Background: we use spark to read/write to data lake. For dealing with spatial data & analysis, we use sedona. Shapefile is converted to TSV then read by spark for further processing & archival.
Recently I had to archive shapefiles in our data lake. It wasn’t rosy for the following reasons:
Invalid geometries
Sedona (and geopandas too) whines if it encounters invalid geometry
during geometry casting. The invalid geometries could be from many reasons, one of them being unclean polygon clipping.
Solution: use gdal
to filter out invalid geometries.
Spatial projection
Geometric projections requires projection
, otherwise you could be on the wrong side of the globe. This matters because by default, the worldwide-coverage projection is EPSG:4326
, but the unit is in degrees
, so sometimes for analysis the data is converted to a local projection which covers a smaller geographical region, but uses meter
as the unit.
This means that if the source projection is in A
, and you didn’t cast it to EPSG:4326
, spark would mistakenly think it’s on EPSG:4326
by default. Something like seeing the entirely of the UK in Africa.

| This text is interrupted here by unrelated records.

Issue #736, opened 2020-08-24
Update restartable-docs for HOOMD v3


b-butler:
## Description

`sphinx-docs/restartable-jobs.rst` has not been updated to the new API.

joaander:
We should replace this with a Jupyter notebook tutorial lesson in `hoomd-examples`.

PR #944, opened 2021-02-25
Make Operations Picklable

b-butler:
## Description

This PR implements the necessary changes to make `hoomd.Operations` and `hoomd._HOOMDBaseObject` objects picklable. Overall there are many individual changes that needed to be made, but I tried to keep the commits modular, and if necessary I can move this into multiple PRs.

Note due to the limitations of pickling, if a user uses lambdas or certain file type objects in their operations, they will not be picklable. 

## Motivation and context

We want to make operations picklable for restartability and enabling simulation metadata storing.

Resolves #???

## How has this been tested?

Tests for all existing tested operations have been added.

## Change log

```
* Added: `hoomd.md.Force`, `hoomd.md.Operation`, and `hoomd.md.Operations` objects are now picklable.
```

## Checklist:


vyasr:
A feature to consider for way down the road is allowing users to provide custom pickle functions (e.g. using `dill` or `cloudpickle`) if they want to pickle something that the default `pickle` library doesn't support.

joaander:
Some of the tests need to be updated to remove `seed`: https://dev.azure.com/glotzerlab/hoomd-blue/_build/results?buildId=10531&view=logs&j=c21dfe3d-6dd2-5969-8cf5-3e196ca72a91&t=ee49db16-ba03-55b0-4481-6e0b297f3809&l=24

I would recommend merging master up into this branch.

hoomd/data/typeparam.py
```diff
@@ -1,14 +1,17 @@
 from hoomd.data.parameterdicts import AttachedTypeParameterDict
-from copy import deepcopy
 
 
 class TypeParameter:
+    __slots__ = ('name', 'type_kind', 'param_dict')
```
bdice, line 5: I can't recall the details, but there are a lot of potential problems with `__slots__` if class inheritance is involved. I believe that using `__slots__` for filtering class attributes in `__getattr__` wasn't an option in signac's synced collections for that reason. There are some notes here: https://docs.python.org/3/reference/datamodel.html#notes-on-using-slots

hoomd/data/typeparam.py
```diff
@@ -52,14 +55,15 @@ def to_dict(self):
...
-        if self.param_dict._len_keys > 1:
-            state = {str(key): value for key, value in state.items()}
-        state['__default__'] = self.default
+    def __getstate__(self):
+        state = {'name': self.name,
+                 'type_kind': self.type_kind,
+                 'param_dict': self.param_dict
+                 }
+        if isinstance(self.param_dict, AttachedTypeParameterDict):
+            state['param_dict'] = self.param_dict.to_dettached()
```
bdice, line 64: Typo? (Missing test?)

Solution: verify the source projection and cast to EPSG:4326
before writing to data lake.
Extra new line character
Sometimes when editing shapefile data by hand using applications like ArcGIS or QGIS, you could copy a text which might contain “new line” character, and set it as a cell value. Spark doesn’t play nice with “new line” characters in a middle of a record.
Solution: strip new line characters by hand.
Yes, I really did that 😶. Thankfully it was a very small shapefile that has the issue.
Takeaways: count yourself lucky if you never have to deal with spatial data.